The Incorrigible Optimists Club
Page 10
‘You must have a problem with your father, no?’
‘We get along fine.’
‘Mathematics represents authority. When people have a blockage in maths, it’s because they have a problem with their father and with authority.’
I tried to fix this reasoning firmly in my mind, but the more I thought about it, the less clear it became.
‘At home, it tends to be my mother who represents authority.’
‘You mean she’s the one who wears the trousers?’
‘My father isn’t someone who’s authoritarian. She’s the one in charge. He couldn’t care less. Quite the opposite: for him the important thing in life is to make the most of it. He tells jokes, he smiles and he can sell anything. If what you say is true, I shouldn’t have any problems with maths.’
‘Have you got problems with your mother?’
‘Things haven’t been great for some time.’
‘She represents authority instead of your father. She has substituted herself in his image. That’s why you are blocked. You’d do better to choose a creative path. What would suit you?’

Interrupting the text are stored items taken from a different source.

PR #133, opened 2021-11-12
fix(blockfrost): interpret 404s in Blockfrost provider and optimise batching

rhyslbw:
# Context
Currently 404s for address-based lookups are allowed to fall through to an error state,
however, they need to be interpreted as expected results since it indicates the address is unused.

# Proposed Solution
- Refactors the Blockfrost client implementation to remove `addressesUtxosAll`
in favour of `addressesUtxos`, and `addressesTransactionsAll` with `addressesTransactions`
as each of the former sends a batch of requests asynchronously, often over-fetching and
over-consuming the API quota. The new implementation fetches results sequentially as needed.

- Replaces the `utxoDelegationAndRewards` parameter `stakeKeyHash` with `stakeAddress`

### DIFF
--- a/packages/blockfrost/src/blockfrostProvider.ts
+++ b/packages/blockfrost/src/blockfrostProvider.ts
@@ -9,8 +9,8 @@ import {
   WalletProvider
 } from '@cardano-sdk/core';
 import { BlockFrostAPI, Error as BlockfrostError, Responses } from '@blockfrost/blockfrost-js';
-import { BlockfrostToCore } from './BlockfrostToCore';
-import { Options } from '@blockfrost/blockfrost-js/lib/types';
+import { BlockfrostToCore, BlockfrostTransactionContent, BlockfrostUtxo } from './BlockfrostToCore';
+import { Options, PaginationOptions } from '@blockfrost/blockfrost-js/lib/types';
 import { dummyLogger } from 'ts-log';
 import { flatten, groupBy } from 'lodash-es';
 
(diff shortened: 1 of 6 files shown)


packages/blockfrost/src/blockfrostProvider.ts
```diff
@@ -66,6 +66,35 @@ const toProviderError = (error: unknown) => {
 export const blockfrostProvider = (options: Options, logger = dummyLogger): WalletProvider => {
   const blockfrost = new BlockFrostAPI(options);
 
+  const fetchByAddressSequentially = async <Item, Response>(
```
mkazlauskas, line 69: Nice function. Could be made even more generic and used for non-address queries, e.g. `const fetchSequentially = async <Item, Arg, Response>(`. Not a requested change for this PR, just a note.

packages/blockfrost/test/blockfrostProvider.test.ts
```diff
@@ -118,96 +136,95 @@ describe('blockfrostProvider', () => {
...
-        tx_hash: '0f3abbc8fc19c2e61bab6059bf8a466e6e754833a08a62a6c56fe0e78f19d9d5',
-        tx_index: 0
-      },
-      {
-        amount: [
-          {
-            quantity: '1097647',
-            unit: 'lovelace'
-          }
+  describe('utxoDelegationAndRewards', () => {
```
mkazlauskas, line 139: I think it would be cleaner to test`fetchByAddressSequentially` separately and then mock it for all Blockfrost requests that uses it. Not a requested change, just a note.

mkazlauskas (changes requested):

packages/blockfrost/src/blockfrostProvider.ts
```diff
@@ -122,21 +151,32 @@ export const blockfrostProvider = (options: Options, logger = dummyLogger): Wall
...
-    return { delegationAndRewards, utxo };
+    try {
+      const accountResponse = await blockfrost.accounts(rewardAccount);
+      const delegationAndRewards = {
+        delegate: accountResponse.pool_id || undefined,
+        rewards: BigInt(accountResponse.withdrawable_amount)
+      };
+      return { delegationAndRewards, utxo };
+    } catch (error) {
+      if (error.status_code === 404) {
```
mkazlauskas, line 175: Getting a ts error here since `error` is of type `unknown`

packages/blockfrost/src/blockfrostProvider.ts
rhyslbw: I almost went to that design, but decided to keep it address-specific until we need more capabilities.

packages/blockfrost/test/blockfrostProvider.test.ts
rhyslbw: Good point. I'll make a ticket to follow-up

packages/blockfrost/src/blockfrostProvider.ts
rhyslbw: Hmm that's odd, I didn't see the compiler complaining :thinking:

mkazlauskas: `yarn test` works without errors for me too, but the ts error is shown by my vscode :thinking:

mkazlauskas: Tried it. There must be a difference between our setups. Anyway I think this an actual issue to fix because we don't want to be using `unknown` type without explicitly casting it.

mkazlauskas (approved):
Looks good!

PR #136, opened 2021-11-15
feat: add Balance.deposit and Wallet.delegation.rewardAccounts$

mkazlauskas:
# Context

Stake key deposit can be used as implicit input, so it can be considered as part of balance. This information should be available in Wallet API.

# Proposed Solution

- [x] add `Balance.deposit`.
- [x] add `Wallet.delegation.rewardAccounts$` that has stake key status field, used to compute balance deposit.

- [x] add e2e test for delegation, find out that it doesn't work, fix all the issues, primarily:
  - Input selection has to always select at least 1 UTxO, even if implicit input is enough to cover output quantities.
  - Stake key certificates were using invalid stake address
  - Transaction builder wasn't adding the certificates to serialized transaction


packages/wallet/src/SingleAddressWallet.ts
```diff
@@ -186,22 +188,24 @@ export class SingleAddressWallet implements Wallet {
...
               )
           );
         })
       )
     );
   }
-  async finalizeTx({ body, hash }: TxInternals, auxiliaryData?: Cardano.AuxiliaryData): Promise<Cardano.NewTxAlonzo> {
-    const signatures = await this.#keyManager.signTransaction(hash);
+  async finalizeTx(tx: TxInternals, auxiliaryData?: Cardano.AuxiliaryData): Promise<Cardano.NewTxAlonzo> {
+    const signatures = await this.#keyManager.signTransaction(tx);
```
rhyslbw, line 204: :open_mouth:

packages/wallet/src/services/BalanceTracker.ts
```diff
@@ -4,6 +4,11 @@ import { TrackerSubject } from './util';
 import { TransactionalObservables } from '..';
 import { combineLatest, map } from 'rxjs';
 
+// TODO: subtract deposit quantity from total utxo coin as it can't be spent
+// Review: not sure how to represent this. Is it 'balance.available$'? 'balance.total$'? a new one?
```
rhyslbw: How about representing `balance.deposited` explicitly? That will best communicate these allocated funds using domain terminology

packages/wallet/test/e2e/SingleAddressWallet.test.ts
```diff
@@ -26,6 +28,48 @@ describe('SingleAddressWallet', () => {
     expect(wallet.addresses[0].bech32.startsWith('addr')).toBe(true);
   });
 
+  test('delegation', async () => {
+    const delegateeBefore1stTx = await firstValueFrom(wallet.delegation.delegatee$);
+    // swap poolId if it's already delegating to one of the pools
```
rhyslbw: :sunglasses:

packages/wallet/test/e2e/SingleAddressWallet.test.ts
```diff
@@ -26,6 +28,48 @@ describe('SingleAddressWallet', () => {
...
+    const tx1Internals = await wallet.initializeTx({
+      certificates: [
+        ...(isStakeKeyRegistered
+          ? []
+          : ([
+              { __typename: Cardano.CertificateType.StakeRegistration, address: rewardAccount }
+            ] as Cardano.Certificate[])),
+        { __typename: Cardano.CertificateType.StakeDelegation, address: rewardAccount, epoch, poolId }
+      ],
+      // TODO: make outputs optional. Coin selection has to select at least 1 utxo for change output in this case.
```
rhyslbw: :+1:

packages/wallet/src/services/BalanceTracker.ts
```diff
@@ -1,28 +1,52 @@
...
+  );
 
 export const createBalanceTracker = (
+  protocolParameters$: Observable<ProtocolParametersRequiredByWallet>,
   utxoTracker: TransactionalObservables<Cardano.Utxo[]>,
-  rewardsTracker: TransactionalObservables<Cardano.Lovelace>
+  rewardsTracker: TransactionalObservables<Cardano.Lovelace>,
+  delegationTracker: Delegation
 ): TransactionalTracker<Balance> => {
+  const depositTotal$ = createDepositTracker(
```
rhyslbw, line 34: Yep, this is a good representation. It uses the domain terminology to make an explicit categorisation of the unusable funds

packages/wallet/src/services/types.ts
```diff
@@ -41,6 +42,7 @@ export interface FailedTx {
   reason: TransactionFailure;
 }
 
+// TODO: rename -> TransactionsTracker
```
rhyslbw, line 45: :+1:

packages/wallet/src/services/types.ts
```diff
@@ -71,8 +73,23 @@ export interface Delegatee {
...
+  Registering = 'REGISTERING',
+  Registered = 'REGISTERED',
+  Unregistering = 'UNREGISTERING',
+  Unregistered = 'UNREGISTERED'
+}
+
+export interface RewardAccount {
+  address: Cardano.Address;
+  keyStatus: DelegationKeyStatus;
+  // Maybe add rewardsHistory$ and delegatee$ for each reward account too
```
rhyslbw, line 86: :+1:

packages/wallet/src/services/types.ts
```diff
@@ -71,8 +73,23 @@ export interface Delegatee {
...
+}
+
+// TODO: rename -> DelegationTracker
```
rhyslbw, line 89: :+1:

packages/wallet/src/services/types.ts
```diff
@@ -71,8 +73,23 @@ export interface Delegatee {
   nextNextEpoch: Cardano.StakePool | null;
 }
 
+export enum DelegationKeyStatus {
```
rhyslbw, line 76:
```suggestion
export enum StakeKeyStatus {
```
This should be a bit more generic to handle stake pool registration, which is a separate action to delegating stake. Could also be `StakeKeyRegistrationStatus` if the specificity is desired.

packages/cip2/src/RoundRobinRandomImprove/roundRobin.ts
```diff
@@ -105,5 +105,9 @@ export const roundRobinSelection = ({
       }
     }
   }
+  if (utxoSelected.length === 0) {
```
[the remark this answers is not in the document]
mkazlauskas: It just isn't one of the properties it checks. Also wasn't a concern with initial implementation before adding support for implicit coin. Not an obvious one too, intuitively tx with only implicit coin sounds ok to me.

packages/wallet/src/services/types.ts
mkazlauskas: I think we should leave this out of scope of this PR and do it when we need multi-address support

packages/wallet/test/services/DelegationTracker/transactionCertificates.test.ts
```diff
@@ -0,0 +1,94 @@
...
+  transactionHasAnyCertificate,
+  transactionStakeKeyCertficates
+} from '../../../src';
+import { createTestScheduler } from '../../testScheduler';
+
+describe('transactionCertificates', () => {
+  test('transactionStakeKeyCertficates', () => {
+    const certificates = transactionStakeKeyCertficates({
+      certificates: [
+        { __typename: Cardano.CertificateType.StakeDelegation } as Cardano.Certificate,
```
rhyslbw, line 15: I've just picked this up when reviewing the tests. `CertificateType.StakeRegistration` should be `CertificateType.StakeKeyRegistration` for clarity, ditto for deregistration. Without it we're indicating the stake is being registered, which could be confused with the concept of delegation.

rhyslbw (changes requested):

rhyslbw (approved):
Nice work @mkazlauskas 👍

rhyslbw (changes requested):
Just need to squash commits

rhyslbw (approved):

‘Maybe a photographer. When did you know what you wanted to do?’
She did not answer. She remained silent. She screwed up her eyes as though she were searching her memory.
‘I don’t know.’
‘It’s not bad being a teacher.’
‘All of a sudden, it bothers me. Can you imagine, little bro’, an entire life confronted with idiots like us? You bust your guts for them and they loathe you.’
‘It’s strange, on Sunday my father asked me the same question. He wants me to go to business school. He says the future is in household goods.’
‘How awful! No one can enjoy selling baths and washing machines.’
‘He earns a lot of money.’
‘Is that what you want?… I can’t believe it, Michel! Not you!’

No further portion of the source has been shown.